• YOUR OBJECTIVE:
Your result should be the lines holding the word "MustCompile", copied from the entries below.

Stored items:
+ + + +

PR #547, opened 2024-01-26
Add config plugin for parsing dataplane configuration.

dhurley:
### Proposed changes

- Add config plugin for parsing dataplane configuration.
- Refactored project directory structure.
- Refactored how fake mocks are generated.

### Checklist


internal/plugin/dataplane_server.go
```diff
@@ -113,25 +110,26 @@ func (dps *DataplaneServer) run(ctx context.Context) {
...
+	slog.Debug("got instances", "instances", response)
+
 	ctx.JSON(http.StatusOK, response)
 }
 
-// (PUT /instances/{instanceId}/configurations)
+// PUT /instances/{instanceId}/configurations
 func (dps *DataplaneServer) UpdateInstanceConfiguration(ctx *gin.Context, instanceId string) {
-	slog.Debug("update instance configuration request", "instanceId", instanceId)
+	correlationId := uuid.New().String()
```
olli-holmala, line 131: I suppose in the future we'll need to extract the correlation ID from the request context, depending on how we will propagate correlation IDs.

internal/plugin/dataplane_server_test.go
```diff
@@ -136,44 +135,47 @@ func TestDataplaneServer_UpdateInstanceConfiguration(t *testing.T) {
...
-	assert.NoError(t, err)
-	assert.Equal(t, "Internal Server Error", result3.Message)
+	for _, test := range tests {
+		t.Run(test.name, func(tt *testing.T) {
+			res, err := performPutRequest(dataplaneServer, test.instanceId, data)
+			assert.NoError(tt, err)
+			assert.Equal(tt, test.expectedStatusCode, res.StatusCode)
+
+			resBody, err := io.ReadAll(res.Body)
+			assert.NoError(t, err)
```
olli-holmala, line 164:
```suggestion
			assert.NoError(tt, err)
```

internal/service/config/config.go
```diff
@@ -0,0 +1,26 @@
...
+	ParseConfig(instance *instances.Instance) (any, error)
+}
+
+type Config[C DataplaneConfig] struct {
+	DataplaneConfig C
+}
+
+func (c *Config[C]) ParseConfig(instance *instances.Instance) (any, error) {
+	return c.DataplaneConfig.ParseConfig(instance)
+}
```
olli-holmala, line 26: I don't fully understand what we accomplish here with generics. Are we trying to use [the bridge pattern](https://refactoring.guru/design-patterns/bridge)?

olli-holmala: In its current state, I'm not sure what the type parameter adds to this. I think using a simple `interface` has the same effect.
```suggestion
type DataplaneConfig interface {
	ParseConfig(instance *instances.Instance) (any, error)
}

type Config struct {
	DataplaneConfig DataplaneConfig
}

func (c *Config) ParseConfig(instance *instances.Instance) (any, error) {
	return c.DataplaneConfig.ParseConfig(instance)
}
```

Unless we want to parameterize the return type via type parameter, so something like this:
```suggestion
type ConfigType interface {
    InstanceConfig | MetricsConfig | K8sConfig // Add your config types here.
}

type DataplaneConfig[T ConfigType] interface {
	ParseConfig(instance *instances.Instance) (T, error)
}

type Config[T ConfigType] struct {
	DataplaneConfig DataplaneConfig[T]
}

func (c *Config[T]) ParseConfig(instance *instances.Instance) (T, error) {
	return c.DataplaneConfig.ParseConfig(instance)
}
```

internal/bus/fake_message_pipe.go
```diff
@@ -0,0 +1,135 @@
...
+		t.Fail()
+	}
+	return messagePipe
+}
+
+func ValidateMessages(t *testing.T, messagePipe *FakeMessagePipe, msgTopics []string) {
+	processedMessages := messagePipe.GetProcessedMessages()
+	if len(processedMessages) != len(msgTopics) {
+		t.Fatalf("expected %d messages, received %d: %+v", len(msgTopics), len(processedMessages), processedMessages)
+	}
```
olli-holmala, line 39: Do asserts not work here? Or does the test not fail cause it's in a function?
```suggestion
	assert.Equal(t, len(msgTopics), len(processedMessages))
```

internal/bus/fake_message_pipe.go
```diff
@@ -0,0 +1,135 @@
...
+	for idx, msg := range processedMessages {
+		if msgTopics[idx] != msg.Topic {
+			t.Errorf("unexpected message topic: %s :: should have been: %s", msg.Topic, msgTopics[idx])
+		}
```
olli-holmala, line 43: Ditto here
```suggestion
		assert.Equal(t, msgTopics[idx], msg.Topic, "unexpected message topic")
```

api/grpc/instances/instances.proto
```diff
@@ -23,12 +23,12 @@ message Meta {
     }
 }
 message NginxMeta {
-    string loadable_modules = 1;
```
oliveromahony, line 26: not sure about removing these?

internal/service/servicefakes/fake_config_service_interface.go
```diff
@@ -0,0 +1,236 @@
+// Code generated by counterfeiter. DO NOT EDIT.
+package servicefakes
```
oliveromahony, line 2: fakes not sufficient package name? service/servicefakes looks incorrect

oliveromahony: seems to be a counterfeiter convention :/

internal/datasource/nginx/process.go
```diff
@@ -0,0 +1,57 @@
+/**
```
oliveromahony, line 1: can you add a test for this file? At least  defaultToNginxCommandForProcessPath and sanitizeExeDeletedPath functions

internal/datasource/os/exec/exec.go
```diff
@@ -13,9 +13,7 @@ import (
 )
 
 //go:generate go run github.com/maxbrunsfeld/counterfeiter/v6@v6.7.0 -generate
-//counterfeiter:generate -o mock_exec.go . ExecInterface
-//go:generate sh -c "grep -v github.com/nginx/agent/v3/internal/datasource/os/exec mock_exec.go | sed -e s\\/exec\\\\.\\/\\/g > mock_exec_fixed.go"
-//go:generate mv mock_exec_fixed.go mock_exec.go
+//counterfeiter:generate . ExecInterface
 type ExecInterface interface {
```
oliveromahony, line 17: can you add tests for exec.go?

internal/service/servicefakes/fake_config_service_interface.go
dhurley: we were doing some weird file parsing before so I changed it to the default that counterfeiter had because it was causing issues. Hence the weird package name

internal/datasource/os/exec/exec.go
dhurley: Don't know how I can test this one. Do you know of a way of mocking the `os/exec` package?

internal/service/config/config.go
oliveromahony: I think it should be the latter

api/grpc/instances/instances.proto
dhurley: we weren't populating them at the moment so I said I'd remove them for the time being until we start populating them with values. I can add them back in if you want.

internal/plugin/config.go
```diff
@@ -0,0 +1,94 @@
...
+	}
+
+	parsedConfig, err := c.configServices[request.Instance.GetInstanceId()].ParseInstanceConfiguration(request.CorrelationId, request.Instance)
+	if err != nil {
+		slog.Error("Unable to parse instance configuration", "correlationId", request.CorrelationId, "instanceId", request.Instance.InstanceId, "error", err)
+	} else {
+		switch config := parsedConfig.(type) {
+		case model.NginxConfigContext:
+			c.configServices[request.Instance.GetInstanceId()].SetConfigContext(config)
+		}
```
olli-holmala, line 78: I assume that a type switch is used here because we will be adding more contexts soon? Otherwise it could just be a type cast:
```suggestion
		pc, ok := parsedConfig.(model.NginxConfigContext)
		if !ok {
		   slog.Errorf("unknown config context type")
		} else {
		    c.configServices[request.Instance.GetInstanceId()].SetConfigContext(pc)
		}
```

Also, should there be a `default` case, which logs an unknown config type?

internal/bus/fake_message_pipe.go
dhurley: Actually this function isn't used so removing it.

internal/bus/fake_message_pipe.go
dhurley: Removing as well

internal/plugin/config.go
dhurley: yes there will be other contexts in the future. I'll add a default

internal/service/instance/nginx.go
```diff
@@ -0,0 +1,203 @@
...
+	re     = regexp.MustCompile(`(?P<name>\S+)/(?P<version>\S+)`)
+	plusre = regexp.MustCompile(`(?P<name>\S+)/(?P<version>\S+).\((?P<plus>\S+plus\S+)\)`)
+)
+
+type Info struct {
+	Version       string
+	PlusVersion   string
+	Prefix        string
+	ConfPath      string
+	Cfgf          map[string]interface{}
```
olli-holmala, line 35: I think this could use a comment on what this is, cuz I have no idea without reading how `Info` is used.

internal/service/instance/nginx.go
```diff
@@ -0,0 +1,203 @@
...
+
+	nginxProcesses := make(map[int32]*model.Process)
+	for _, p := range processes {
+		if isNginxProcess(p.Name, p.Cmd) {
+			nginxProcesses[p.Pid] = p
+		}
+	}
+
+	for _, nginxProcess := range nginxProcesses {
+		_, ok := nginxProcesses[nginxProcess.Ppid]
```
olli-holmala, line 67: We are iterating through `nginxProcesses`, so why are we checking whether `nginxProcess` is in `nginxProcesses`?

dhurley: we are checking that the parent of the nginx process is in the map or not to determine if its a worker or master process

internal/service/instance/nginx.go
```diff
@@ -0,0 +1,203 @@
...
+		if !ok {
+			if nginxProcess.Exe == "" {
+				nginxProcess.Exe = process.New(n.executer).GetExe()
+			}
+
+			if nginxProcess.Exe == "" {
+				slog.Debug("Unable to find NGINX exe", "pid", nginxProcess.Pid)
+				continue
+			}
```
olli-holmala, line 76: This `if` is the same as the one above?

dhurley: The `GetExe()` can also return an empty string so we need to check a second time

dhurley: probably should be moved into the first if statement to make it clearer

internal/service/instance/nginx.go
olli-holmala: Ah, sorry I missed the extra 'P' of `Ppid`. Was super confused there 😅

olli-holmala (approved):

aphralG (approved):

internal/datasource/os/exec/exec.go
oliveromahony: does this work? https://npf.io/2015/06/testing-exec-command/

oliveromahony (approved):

+ + + +

• SOLUTION FOR THIS EXERCISE:
+	re     = regexp.MustCompile(`(?P<name>\S+)/(?P<version>\S+)`)
+	plusre = regexp.MustCompile(`(?P<name>\S+)/(?P<version>\S+).\((?P<plus>\S+plus\S+)\)`)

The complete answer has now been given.